> _Task description_:
Report the count of lines containing the word "beyond" in the entries below, and nothing more.

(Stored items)
PR #4404, opened 2026-02-24
[FIX] Save and serve files with correct Content-Type

### LINKED ISSUE #4403: Content-Type not set correctly for .pdf assets (and assets uploaded to S3)
**Describe the bug**
With the current setup of the AssetServer plugin, if there are PDF's linked to a product, e.g. for a download or product sheet, when fetched from the server, it always returns them as `application/octet-stream`. In firefox-based browsers this works fine and PDF's are just opened in a new tab, but on Chromium-based browsers the file instantly downloads instead of opening in a new tab.

Also when using S3, the content type was never properly set when uploading the files.

**To Reproduce**

1. Upload a file with a pdf extension
2. Link to a product (/-variant)
3. Query the product (/-variant) with the PDF asset
4. Query the PDF asset from the server via a Chromium-based browser

**Expected behavior**
Open PDF assets in a new tab so the user has to decide whether to download the file or to just open the file in a new tab for temporarily viewing it.

**Actual behavior**
PDF assets directly download from the server.

**Screenshots/Videos**

https://github.com/user-attachments/assets/1f5bf5e0-84ba-4f4c-b38d-e28e37862045

**Error logs**
- N/A

- Nodejs version: 24.11.1 (LTS)
- Browser (if applicable): Anything Chromium-based

**Configuration**
- N/A

**Minimal reproduction**
A fresh Vendure instance with the AssetServer plugin instance and a local storage strategy will do.

**Workaround**
- N/A

**Additional context**
Happens consistently, ~~I am going to submit a PR to address this~~ PR has been submitted #4404.

kwerie:
# Description
PDFs were served with application/octet-stream, causing Chromium-based browsers to download them instead of opening them in a new tab. Add application/pdf to the MIME type mapping so PDFs are served with the correct Content-Type header.

Also when saving files to an S3 bucket, the content type wasn't being set.

# Breaking changes

No

# Screenshots

N/A

# Checklist

📌 Always:

👍 Most of the time:

Fixes #4403


biggamesmallworld (approved):
Great fix! The S3 ContentType addition is a valuable improvement beyond just the serving-side fix. Thanks for the contribution.

kwerie:
@biggamesmallworld Hey! Any update on this? :)

packages/asset-server-plugin/package.json
```diff
@@ -40,6 +40,7 @@
     "dependencies": {
         "file-type": "^19.0.0",
         "fs-extra": "^11.2.0",
+        "mime-types": "^3.0.2",
```
biggamesmallworld, line 42: `mime-types@3` has no bundled types — this only compiles because core’s `@types/mime-types` hoists to root. Declare it directly in `devDependencies`:

```jsonc
"@types/mime-types": "^3.0.1",
```

packages/asset-server-plugin/src/asset-server.ts
```diff
@@ -297,6 +297,8 @@ export class AssetServer {
             case '.jpg':
             case '.jpeg':
                 return 'image/jpeg';
+            case '.pdf':
```
biggamesmallworld: Reuse `mime-types` instead of growing the switch (same as core’s `asset.service.ts:526`). `mime.lookup` returns `false` for unknown names, so `|| undefined` keeps the existing `file-type` sniff fallback.

Import:
```ts
import mime from 'mime-types';
```
Replace `getMimeType`:
```ts
private getMimeType(fileName: string): string | undefined {
    return mime.lookup(fileName) || undefined;
}
```

biggamesmallworld (commented):
S3 `ContentType` fix is the right root cause. Happy to approve after, but would ask that you implement the following before merge:

- **Reuse `mime-types` in `asset-server.ts`** instead of extending the hardcoded switch — core already does this (`asset.service.ts:526`). Details inline.
- **Add `@types/mime-types`** (`mime-types@3` has no bundled types; only compiles via core hoisting). Inline.
- **Test the S3 path** — the new e2e only covers local storage, which likely already returned `application/pdf` via `file-type` sniffing. The actual fix (S3) is untested.
- **Security:** `mime.lookup` is extension-driven, so `.svg`/`.html` in a directly-served bucket now go inline. Safe under default upload validation — worth a one-line comment at the S3 `ContentType`.
- **Drop** the `fulfillment`/`payment`/`stock-movement`/`order-process` changes — unrelated `eslint --fix` churn in state-transition code; separate PR.

biggamesmallworld (approved):

kwerie:
@biggamesmallworld thanks for the review — all five points are in now:

- `getMimeType` in `asset-server.ts` now uses `mime.lookup()` instead of the hardcoded switch.
- Added `@types/mime-types` to `devDependencies`.
- Added a unit test for the S3 path (`s3-asset-storage-strategy.spec.ts`) asserting `ContentType` is set from the extension (`application/pdf`, falling back to `application/octet-stream`). It mocks the SDK `Upload` rather than a real bucket, since the repo has no S3/MinIO test setup today.
- Added the security note at the S3 `ContentType`.
- Reverted the unrelated `fulfillment`/`payment`/`stock-movement`/`order-process` formatting churn.

PR #4405, opened 2026-02-24
fix(core): Enforce usage limits for auto-applied promotions

### LINKED ISSUE #4353: Promotion usageLimit and perCustomerUsageLimit ignored for auto-applied promotions without couponCode
**Describe the bug**  
`usageLimit` and `perCustomerUsageLimit` are ignored for promotions that do not have a `couponCode`.

Auto-applied promotions (without a coupon code) can be used an unlimited number of times, even when usage limits are configured in the Admin UI. Usage limits are only enforced when a coupon code is explicitly applied via `applyCouponCode()`.

This results in inconsistent behavior between coupon-based promotions and auto-applied promotions.

---

**To Reproduce**  

1. Go to **Admin UI → Promotions**
2. Create a new promotion **without a coupon code**
3. Set:
   - `usageLimit = 1`
   - `perCustomerUsageLimit = 1`
4. Add a condition so the promotion auto-applies (e.g., minimum order value)
5. Place multiple eligible orders
6. Observe that the promotion continues to apply beyond the configured limits

---

**Expected behavior**  
Promotions should respect `usageLimit` and `perCustomerUsageLimit` regardless of whether a `couponCode` is configured.

Alternatively, if usage limits are intentionally meant to apply only to coupon-based promotions, this should either:

- Be clearly documented, or  
- Be prevented at the Admin UI level for non-coupon promotions.

---

**Actual behavior**  
Usage limits are only enforced inside `PromotionService.validateCouponCode()`, which is called exclusively when applying a coupon via `OrderService.applyCouponCode()`.

Auto-applied promotions follow this flow:

`OrderService.applyPriceAdjustments()`  
→ `OrderCalculator.applyPromotions()`  
→ `Promotion.test()`  
→ `Promotion.apply()`

`Promotion.test()` checks:
- start/end dates  
- coupon presence (if defined)  
- promotion conditions  

However, it does **not** check `usageLimit` or `perCustomerUsageLimit`.

As a result, auto-applied promotions never enforce usage limits.

---

---

- Database: PostgreSQL  
- Operating System: macOS  
- Package manager: yarn  

---

HouseinIsProgramming:
# Description

Fixes #4353

`usageLimit` and `perCustomerUsageLimit` were ignored for auto-applied promotions (those without a coupon code). Usage limits were only enforced in `PromotionService.validateCouponCode()`, which is never called for the auto-apply code path (`OrderCalculator.applyPromotions()` → `Promotion.test()` → `Promotion.apply()`).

> _Solution for this exercise_:
2